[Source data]
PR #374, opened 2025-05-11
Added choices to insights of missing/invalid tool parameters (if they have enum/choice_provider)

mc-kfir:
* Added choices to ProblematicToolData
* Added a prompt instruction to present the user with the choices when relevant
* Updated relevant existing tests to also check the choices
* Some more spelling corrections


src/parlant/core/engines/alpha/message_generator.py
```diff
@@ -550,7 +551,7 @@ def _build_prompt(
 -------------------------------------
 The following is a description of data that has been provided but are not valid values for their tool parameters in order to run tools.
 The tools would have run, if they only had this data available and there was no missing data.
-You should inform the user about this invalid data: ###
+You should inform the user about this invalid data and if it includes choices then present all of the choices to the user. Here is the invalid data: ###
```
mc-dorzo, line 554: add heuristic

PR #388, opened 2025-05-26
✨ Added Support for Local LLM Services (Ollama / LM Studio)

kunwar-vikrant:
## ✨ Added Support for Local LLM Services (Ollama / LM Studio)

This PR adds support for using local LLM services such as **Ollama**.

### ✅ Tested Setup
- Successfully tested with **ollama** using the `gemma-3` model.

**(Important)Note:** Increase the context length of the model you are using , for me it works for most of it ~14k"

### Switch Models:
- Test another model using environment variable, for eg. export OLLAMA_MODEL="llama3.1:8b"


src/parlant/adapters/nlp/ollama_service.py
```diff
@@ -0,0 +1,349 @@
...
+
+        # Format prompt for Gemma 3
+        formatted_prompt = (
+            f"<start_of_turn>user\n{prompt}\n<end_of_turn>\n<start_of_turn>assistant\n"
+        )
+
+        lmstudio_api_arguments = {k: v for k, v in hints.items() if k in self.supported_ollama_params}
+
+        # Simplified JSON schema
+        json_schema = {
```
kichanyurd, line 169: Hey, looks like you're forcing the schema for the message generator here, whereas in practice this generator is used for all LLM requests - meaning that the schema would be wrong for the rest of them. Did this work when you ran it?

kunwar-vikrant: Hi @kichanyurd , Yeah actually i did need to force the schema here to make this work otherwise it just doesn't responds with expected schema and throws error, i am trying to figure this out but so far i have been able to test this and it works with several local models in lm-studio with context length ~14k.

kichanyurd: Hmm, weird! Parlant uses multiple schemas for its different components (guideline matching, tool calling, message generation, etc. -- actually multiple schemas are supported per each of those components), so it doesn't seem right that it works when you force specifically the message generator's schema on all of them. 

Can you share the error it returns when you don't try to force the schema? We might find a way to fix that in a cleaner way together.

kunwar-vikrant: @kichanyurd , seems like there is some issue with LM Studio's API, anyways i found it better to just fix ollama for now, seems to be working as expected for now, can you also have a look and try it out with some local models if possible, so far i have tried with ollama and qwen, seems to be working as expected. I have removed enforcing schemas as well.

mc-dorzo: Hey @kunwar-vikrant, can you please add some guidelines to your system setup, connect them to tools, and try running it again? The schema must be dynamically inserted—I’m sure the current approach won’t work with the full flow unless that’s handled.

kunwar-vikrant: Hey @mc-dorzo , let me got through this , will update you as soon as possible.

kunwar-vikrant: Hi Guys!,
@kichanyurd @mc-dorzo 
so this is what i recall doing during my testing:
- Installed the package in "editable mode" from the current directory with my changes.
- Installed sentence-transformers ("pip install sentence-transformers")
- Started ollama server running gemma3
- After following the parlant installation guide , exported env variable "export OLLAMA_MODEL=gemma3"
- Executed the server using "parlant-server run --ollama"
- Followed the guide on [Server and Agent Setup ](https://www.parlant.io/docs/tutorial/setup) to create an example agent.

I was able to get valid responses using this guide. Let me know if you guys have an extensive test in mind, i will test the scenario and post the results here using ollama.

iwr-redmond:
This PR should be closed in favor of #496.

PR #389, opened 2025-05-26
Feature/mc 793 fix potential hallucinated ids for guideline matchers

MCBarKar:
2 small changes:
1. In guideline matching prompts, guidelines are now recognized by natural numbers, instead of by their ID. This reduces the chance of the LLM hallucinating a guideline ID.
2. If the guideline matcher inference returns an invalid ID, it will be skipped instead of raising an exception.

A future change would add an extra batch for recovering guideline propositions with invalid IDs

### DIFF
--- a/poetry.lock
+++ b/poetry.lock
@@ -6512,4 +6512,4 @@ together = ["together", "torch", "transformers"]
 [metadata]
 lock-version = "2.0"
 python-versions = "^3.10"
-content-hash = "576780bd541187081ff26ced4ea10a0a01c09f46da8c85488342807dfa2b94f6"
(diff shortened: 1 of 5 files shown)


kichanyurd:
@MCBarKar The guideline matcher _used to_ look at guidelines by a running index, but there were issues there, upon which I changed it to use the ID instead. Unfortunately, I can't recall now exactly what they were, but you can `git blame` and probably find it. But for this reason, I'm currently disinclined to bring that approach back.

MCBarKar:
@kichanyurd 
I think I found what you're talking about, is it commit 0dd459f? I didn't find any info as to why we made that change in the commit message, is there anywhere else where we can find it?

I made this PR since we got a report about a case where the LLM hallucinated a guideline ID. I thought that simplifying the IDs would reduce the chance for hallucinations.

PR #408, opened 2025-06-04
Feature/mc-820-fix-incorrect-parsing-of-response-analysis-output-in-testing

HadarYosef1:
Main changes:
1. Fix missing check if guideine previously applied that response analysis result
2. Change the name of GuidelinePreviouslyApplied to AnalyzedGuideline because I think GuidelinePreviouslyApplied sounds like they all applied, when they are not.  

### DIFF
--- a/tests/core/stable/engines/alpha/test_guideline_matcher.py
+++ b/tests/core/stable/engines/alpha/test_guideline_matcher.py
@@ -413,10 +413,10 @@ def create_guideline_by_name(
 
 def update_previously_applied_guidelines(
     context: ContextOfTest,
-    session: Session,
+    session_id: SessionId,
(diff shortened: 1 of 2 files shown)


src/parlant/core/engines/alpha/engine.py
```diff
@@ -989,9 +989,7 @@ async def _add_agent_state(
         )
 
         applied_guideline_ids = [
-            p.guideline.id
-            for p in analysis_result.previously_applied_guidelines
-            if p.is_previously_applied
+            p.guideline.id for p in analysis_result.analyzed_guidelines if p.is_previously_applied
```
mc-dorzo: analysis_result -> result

• Task directions:
The only acceptable answer is the full set of entries, repeated exactly.

• Solution for this exercise:
PR #374, opened 2025-05-11
Added choices to insights of missing/invalid tool parameters (if they have enum/choice_provider)

mc-kfir:
* Added choices to ProblematicToolData
* Added a prompt instruction to present the user with the choices when relevant
* Updated relevant existing tests to also check the choices
* Some more spelling corrections


src/parlant/core/engines/alpha/message_generator.py
```diff
@@ -550,7 +551,7 @@ def _build_prompt(
 -------------------------------------
 The following is a description of data that has been provided but are not valid values for their tool parameters in order to run tools.
 The tools would have run, if they only had this data available and there was no missing data.
-You should inform the user about this invalid data: ###
+You should inform the user about this invalid data and if it includes choices then present all of the choices to the user. Here is the invalid data: ###
```
mc-dorzo, line 554: add heuristic

PR #388, opened 2025-05-26
✨ Added Support for Local LLM Services (Ollama / LM Studio)

kunwar-vikrant:
## ✨ Added Support for Local LLM Services (Ollama / LM Studio)

This PR adds support for using local LLM services such as **Ollama**.

### ✅ Tested Setup
- Successfully tested with **ollama** using the `gemma-3` model.

**(Important)Note:** Increase the context length of the model you are using , for me it works for most of it ~14k"

### Switch Models:
- Test another model using environment variable, for eg. export OLLAMA_MODEL="llama3.1:8b"


src/parlant/adapters/nlp/ollama_service.py
```diff
@@ -0,0 +1,349 @@
...
+
+        # Format prompt for Gemma 3
+        formatted_prompt = (
+            f"<start_of_turn>user\n{prompt}\n<end_of_turn>\n<start_of_turn>assistant\n"
+        )
+
+        lmstudio_api_arguments = {k: v for k, v in hints.items() if k in self.supported_ollama_params}
+
+        # Simplified JSON schema
+        json_schema = {
```
kichanyurd, line 169: Hey, looks like you're forcing the schema for the message generator here, whereas in practice this generator is used for all LLM requests - meaning that the schema would be wrong for the rest of them. Did this work when you ran it?

kunwar-vikrant: Hi @kichanyurd , Yeah actually i did need to force the schema here to make this work otherwise it just doesn't responds with expected schema and throws error, i am trying to figure this out but so far i have been able to test this and it works with several local models in lm-studio with context length ~14k.

kichanyurd: Hmm, weird! Parlant uses multiple schemas for its different components (guideline matching, tool calling, message generation, etc. -- actually multiple schemas are supported per each of those components), so it doesn't seem right that it works when you force specifically the message generator's schema on all of them. 

Can you share the error it returns when you don't try to force the schema? We might find a way to fix that in a cleaner way together.

kunwar-vikrant: @kichanyurd , seems like there is some issue with LM Studio's API, anyways i found it better to just fix ollama for now, seems to be working as expected for now, can you also have a look and try it out with some local models if possible, so far i have tried with ollama and qwen, seems to be working as expected. I have removed enforcing schemas as well.

mc-dorzo: Hey @kunwar-vikrant, can you please add some guidelines to your system setup, connect them to tools, and try running it again? The schema must be dynamically inserted—I’m sure the current approach won’t work with the full flow unless that’s handled.

kunwar-vikrant: Hey @mc-dorzo , let me got through this , will update you as soon as possible.

kunwar-vikrant: Hi Guys!,
@kichanyurd @mc-dorzo 
so this is what i recall doing during my testing:
- Installed the package in "editable mode" from the current directory with my changes.
- Installed sentence-transformers ("pip install sentence-transformers")
- Started ollama server running gemma3
- After following the parlant installation guide , exported env variable "export OLLAMA_MODEL=gemma3"
- Executed the server using "parlant-server run --ollama"
- Followed the guide on [Server and Agent Setup ](https://www.parlant.io/docs/tutorial/setup) to create an example agent.

I was able to get valid responses using this guide. Let me know if you guys have an extensive test in mind, i will test the scenario and post the results here using ollama.

iwr-redmond:
This PR should be closed in favor of #496.

PR #389, opened 2025-05-26
Feature/mc 793 fix potential hallucinated ids for guideline matchers

MCBarKar:
2 small changes:
1. In guideline matching prompts, guidelines are now recognized by natural numbers, instead of by their ID. This reduces the chance of the LLM hallucinating a guideline ID.
2. If the guideline matcher inference returns an invalid ID, it will be skipped instead of raising an exception.

A future change would add an extra batch for recovering guideline propositions with invalid IDs

### DIFF
--- a/poetry.lock
+++ b/poetry.lock
@@ -6512,4 +6512,4 @@ together = ["together", "torch", "transformers"]
 [metadata]
 lock-version = "2.0"
 python-versions = "^3.10"
-content-hash = "576780bd541187081ff26ced4ea10a0a01c09f46da8c85488342807dfa2b94f6"
(diff shortened: 1 of 5 files shown)


kichanyurd:
@MCBarKar The guideline matcher _used to_ look at guidelines by a running index, but there were issues there, upon which I changed it to use the ID instead. Unfortunately, I can't recall now exactly what they were, but you can `git blame` and probably find it. But for this reason, I'm currently disinclined to bring that approach back.

MCBarKar:
@kichanyurd 
I think I found what you're talking about, is it commit 0dd459f? I didn't find any info as to why we made that change in the commit message, is there anywhere else where we can find it?

I made this PR since we got a report about a case where the LLM hallucinated a guideline ID. I thought that simplifying the IDs would reduce the chance for hallucinations.

PR #408, opened 2025-06-04
Feature/mc-820-fix-incorrect-parsing-of-response-analysis-output-in-testing

HadarYosef1:
Main changes:
1. Fix missing check if guideine previously applied that response analysis result
2. Change the name of GuidelinePreviouslyApplied to AnalyzedGuideline because I think GuidelinePreviouslyApplied sounds like they all applied, when they are not.  

### DIFF
--- a/tests/core/stable/engines/alpha/test_guideline_matcher.py
+++ b/tests/core/stable/engines/alpha/test_guideline_matcher.py
@@ -413,10 +413,10 @@ def create_guideline_by_name(
 
 def update_previously_applied_guidelines(
     context: ContextOfTest,
-    session: Session,
+    session_id: SessionId,
(diff shortened: 1 of 2 files shown)


src/parlant/core/engines/alpha/engine.py
```diff
@@ -989,9 +989,7 @@ async def _add_agent_state(
         )
 
         applied_guideline_ids = [
-            p.guideline.id
-            for p in analysis_result.previously_applied_guidelines
-            if p.is_previously_applied
+            p.guideline.id for p in analysis_result.analyzed_guidelines if p.is_previously_applied
```
mc-dorzo: analysis_result -> result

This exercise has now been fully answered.